Lift out, unaltered, the lines of the material below between the line holding "RE1/DTFc: Don't brutalise UAVO settings" and the line holding "I think we need", counting both.

--- Supplied records ---

PR #765, opened 2016-03-06
WIP WIP WIP : Buzzermodule

henn1001:
fixes #105 

So far this is only for digital buzzer support and is more or less functional now with these target changes [link](https://github.com/henn1001/dRonin/commit/5014ded9d1bd43465c0f62d2af1f8dc91a24c830)
Can and should probably (maybe?) adapted to pwm type output as well. I´m putting it out here so it can be discussed in which direction this pr should go before i put more work into it.

I made it customizable so people can choose which alarms are active. Options are On|Off|WasArmed.

[Review on Reviewable](https://reviewable.io/reviews/d-ronin/dronin/765)

Issue #1370, opened 2016-09-20
RE1/DTFc: Don't brutalise UAVO settings


tracernz:
Settings should _never_ be overwritten like this (which in this case also precludes using any sensor with the default scaling factor).
https://github.com/d-ronin/dRonin/blob/1840a1461ad033fdd748f8b7c3a3bdec6dc25fb2/flight/targets/dtfc/fw/pios_board.c#L304-L308
https://github.com/d-ronin/dRonin/blob/ff3de726463edf6c5ca0d53dc5442f295229a16b/flight/targets/brainre1/fw/pios_board.c#L561-L568

Possible alternatives (in order of preference):
- Something really clever I haven't thought of
- Putting ADC settings through Hw\* UAVOs and pios_hal (this would make the GCS end a bit cleaner too)
- Only replace the defaults if the object **doesn't** exist in flash (i.e. has never been set)

mlyle:
Could declare the defaults for the uavo as a weak reference in the linker, and let a target override... but then there's the chance that something-not-intended-to-be-overriden could be overridden as defaults change.

PR #1379, opened 2016-09-22
Annunciator refactor, buzzer support

### LINKED ISSUE #105: Buzzer Support
I think we need a buzzer module with the following requirements:

* Configurable output (digital or pwm on something supported by the hardware)
* Configurable alarm conditions (beep on particular alarm conditions)
* User-initiated beeping (accessory is|isn't at a particular value)

Supporting naze's nfet thing would be nice.  [pwm buzzers](http://hobbyking.com/hobbyking/store/__14521__HobbyKing_174_Discovery_Buzzer.html) exist and should be quite easy to support.

See also:  https://github.com/TauLabs/TauLabs/issues/1349

mlyle:
### Other todo:
- [x] Fix the config to be right for when buzzer does stuff to not annoy me to death
- [x] Get the 'ManualControlOnly' class to do the right thing
## Test matrix
- [x] Arming/disarmed state is communicated on heartbeat LED
- [x] Basic alarms seem to do correct blink codes
- [x] "After arming" alarms do the right thing
### Targets:

(Don't expect to get a full matrix here)
- [x] DTFc
- [x] Lux
- [x] Naze32
- [x] Quanton
### Blink codes:

```
-... 'b' battery
-.-. 'c' system configuration
--.  'g' gps
.-.  'r' radio (the most common code)-- manualcontrol
.-   'a' any other alarm

OK alarms:
-    't' disarmed (by default only to heartbeat)
..   'i' armed
```
### Out of scope (currently)
- BrainRE1 buzzer support
- LED R/G/B alarm channels
- Actuator targets for arming/heartbeat/buzzer LEDs (especially sparky2)
- Driving the buzzer channel with accessorydesired

Fixes #105, supersedes #765


mlyle:
jenkins, test this please

mlyle:
https://www.youtube.com/watch?v=5B_7J4F0CkQ

mlyle:
This does not work on my Quanton.

mlyle:
Works on Naze32.

mlyle:

mlyle:
Everything tried passed (including now Quanton) -- and as far as i'm concerned, this one is ready to go.

tracernz:
Quanton with 1k load, manual control alarm.
newfile1

-e- zoomed a bit since it's tiny:
newfile2

mlyle:

mlyle:
ehh. maybe the windows builder will work this time.

mluessi:
Very nice. I was thinking about the best way to use this with the RE1 buzzer and other future targets that may not use GPIOs to toggle LEDs etc. One way could be to extend `struct pios_annunc` to contain two function pointers, one for querying the state and one for setting the annunciator. We could ifdef it, so it wouldn't use resources on targets that don't have it. Let me know what you think; I can give it a shot and open a PR against this one.

mluessi:
Also, using a switch to activate the buzzer is something users really want (I get asked about it a lot), so it would be awesome if we could figure out a way to support it in this release.

mlyle:
@mluessi let's get this one merged, but I'd be fine with speedily merging something afterwards like that to make RE1 work.

It shouldn't require two function pointers-- just one to set should be enough.

mlyle:
Re: switch-- I think we're just too late at this point to be introducing much more functional stuff.  We don't have everything everyone wants, but we do have a whole lot of functional improvements.

ufoDziner:
Successfully tested on DTFc.

ufoDziner:
Might want to add a note in documentation for the DTFc stating that the buzzer will be constantly sounding any time the board is powered up prior to having the buzzer capable firmware.  Could be quite the eye-opener for a person upgrading.

flight/Libraries/inc/morsel.h
```diff
@@ -0,0 +1,33 @@
+// Morse Library header
```
tracernz, line 1: Any reason for the C++ style comments around this header? Our code style guide doesn't allow them (although I know we all use them from time to time). Standardised headers make it easier to write scripts to work on them too.

flight/Libraries/morsel.c
```diff
@@ -0,0 +1,271 @@
...
+	/*   ...-	V SHORT SHORT SHORT LONG */
+	0B01001100,
+	/*   .--	W */
+	0B01110010,
+	/*   -..-	X */
+	0B01110110,
+	/*   -.--	Y */
+	0B01111000,
+	/*   --..	Z */
+};
```
tracernz, line 145: I'm gonna assume your table is correct. :stuck_out_tongue:

flight/Libraries/morsel.c
```diff
@@ -0,0 +1,271 @@
...
+	if (c <= 90) { /* 40..90 */
+		return morse_expand(morse_table[c - 40], len);
+	}
+
+	if (c < 97) { /* 91..96 */
+		return 0;
+	}
+
+	if (c < 122) { /* 97..122 */
+		return morse_expand(morse_table[c - 97 + 25], len);
```
tracernz, line 179: Maps lowercase to uppercase.

flight/Libraries/morsel.c
```diff
@@ -0,0 +1,271 @@
...
+	}
+
+	return 0;
+}
+
+enum __attribute__ ((__packed__)) character_state {
+	STATE_NEXTCHAR = 0,       // 1 time of nil, prime next character -> NEXTSYM/SPACEWAIT
```
tracernz: Small column misalignment here, up to you if you want to fix it.

flight/Modules/System/systemmod.c
```diff
@@ -310,32 +399,92 @@ static void systemPeriodicCb(UAVObjEvent *ev, void *ctx, void *obj_data, int len
...
-			DEBUG_MSG("+ 0x%08x\r\n", 0xDEADBEEF);
+	if (candidate_prio > blink_prio) {
+		// Preempt!
+		blink_state = 0;
+		blink_string = candidate_blink;
+		blink_prio = candidate_prio;
+
+		if (blink_string &&
+				!strcmp(blink_string, BLINK_STRING_RADIO)) {
+			// XXX do this in a more robust way */
```
tracernz, line 428: :wink:

flight/Libraries/morsel.c
```diff
@@ -0,0 +1,271 @@
...
+	STATE_DOT,              // Send a dot -> NEXTSYM
+	STATE_DASH,             // Send a dash -> DASH_B
+	STATE_DASH_B,           // Send a dash -> DASH_C
+	STATE_DASH_C            // Send a dash -> NEXTSYM
+};
+
+/* Returns 0 for off, 1 for on, -1 for completed */
+int morse_send(const char **c, uint32_t *state)
+{
+	uint8_t *len = ((uint8_t *) state);
```
tracernz: Not really a major fan of this vs. a struct. :/

flight/Libraries/inc/morsel.h
```diff
@@ -0,0 +1,33 @@
...
+// SOFTWARE, EVEN IF ADVISED OF THE POSSIBILITY OF SUCH DAMAGE.
+
+#ifndef _MORSEL_H
+#define _MORSEL_H
+
+#include <stdint.h>
+
+int morse_send(const char **c, uint32_t *state);
+
+#endif
```
tracernz, line 33: No dox in this file.

shared/uavobjectdefinition/annunciatorsettings.xml
```diff
@@ -0,0 +1,25 @@
+<xml>
+	<object name="AnnunciatorSettings" singleinstance="true" settings="true">
+		<description>Settings for alarm annunciation (LEDs, buzzer)</description>
+		<field name="AnnunciateAfterArming" units="" type="enum" parent="SharedDefs.AlarmLevels" defaultvalue="HairOnFire,HairOnFire,ManualControlOnly">
```
tracernz: No field descriptions.

tracernz (commented):
Looks pretty good. :+1:

flight/Libraries/inc/morsel.h
mlyle: It's imported from OpenLager, which I wrote using BSD-ish conventions.   Can reformat if you want (in which case I should reformat over there, so things stay in sync).

flight/Libraries/morsel.c
mlyle: Could use a union, I guess, to preserve the bundled-in-uint32_t characteristic..

flight/Modules/System/systemmod.c
mlyle: Yah.. I think it's OK for now.  But if we're going to have fancier preemption behaviors, different alarms going different places, etc.  this whole section needs to change.

flight/Libraries/morsel.c
mlyle: Seems to work on OpenLager and have blinked lots of stuff there.  But I doubt I've fully covered it.

flight/Libraries/morsel.c
mlyle: I see why I did this.  I think I was concerned about whether enum character_state, even being packed, would pack into a 3 byte struct properly.

mlyle:
Force push'd to eliminate conflict from brain indent.

The last commit replaces the state innards with a union.  Do you like it better?  I could go either way.

mlyle:
P.S. untested in this form, so if you like it I need to do some validation.

mlyle:
jenkins, test this please

flight/Libraries/inc/morsel.h
tracernz: Okay. Up to you if you want to do it now. Probably can wait for a future occasion when it's necesssary.

flight/Libraries/morsel.c
tracernz: Fair enough. I am okay with it then. :smile:

tracernz (approved):
Looks good, thanks. :+1:

mlyle:
Exercised 'a', 'i', 't', 'c', 'r'.  All's good from what I can see.

tracernz:
I miss that the heartbeat alarm ALWAYS indicated arming state before, now it gets overridden if you have anything else, even if armed, and just duplicates the alarm LED which isn't very useful. There are some boards with only one LED, but ~~you can always just set the LED to OK to get the same info anyway~~ we should make sure they're all defined as alarm LED, and make the default "OK" in that case (another case that needs a nice solution to #1370). Otherwise, I tested a buzzer and it worked. :+1: 

-e- English better.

---

Response to the exercise =>
RE1/DTFc: Don't brutalise UAVO settings


tracernz:
Settings should _never_ be overwritten like this (which in this case also precludes using any sensor with the default scaling factor).
https://github.com/d-ronin/dRonin/blob/1840a1461ad033fdd748f8b7c3a3bdec6dc25fb2/flight/targets/dtfc/fw/pios_board.c#L304-L308
https://github.com/d-ronin/dRonin/blob/ff3de726463edf6c5ca0d53dc5442f295229a16b/flight/targets/brainre1/fw/pios_board.c#L561-L568

Possible alternatives (in order of preference):
- Something really clever I haven't thought of
- Putting ADC settings through Hw\* UAVOs and pios_hal (this would make the GCS end a bit cleaner too)
- Only replace the defaults if the object **doesn't** exist in flash (i.e. has never been set)

mlyle:
Could declare the defaults for the uavo as a weak reference in the linker, and let a target override... but then there's the chance that something-not-intended-to-be-overriden could be overridden as defaults change.

PR #1379, opened 2016-09-22
Annunciator refactor, buzzer support

### LINKED ISSUE #105: Buzzer Support
I think we need a buzzer module with the following requirements:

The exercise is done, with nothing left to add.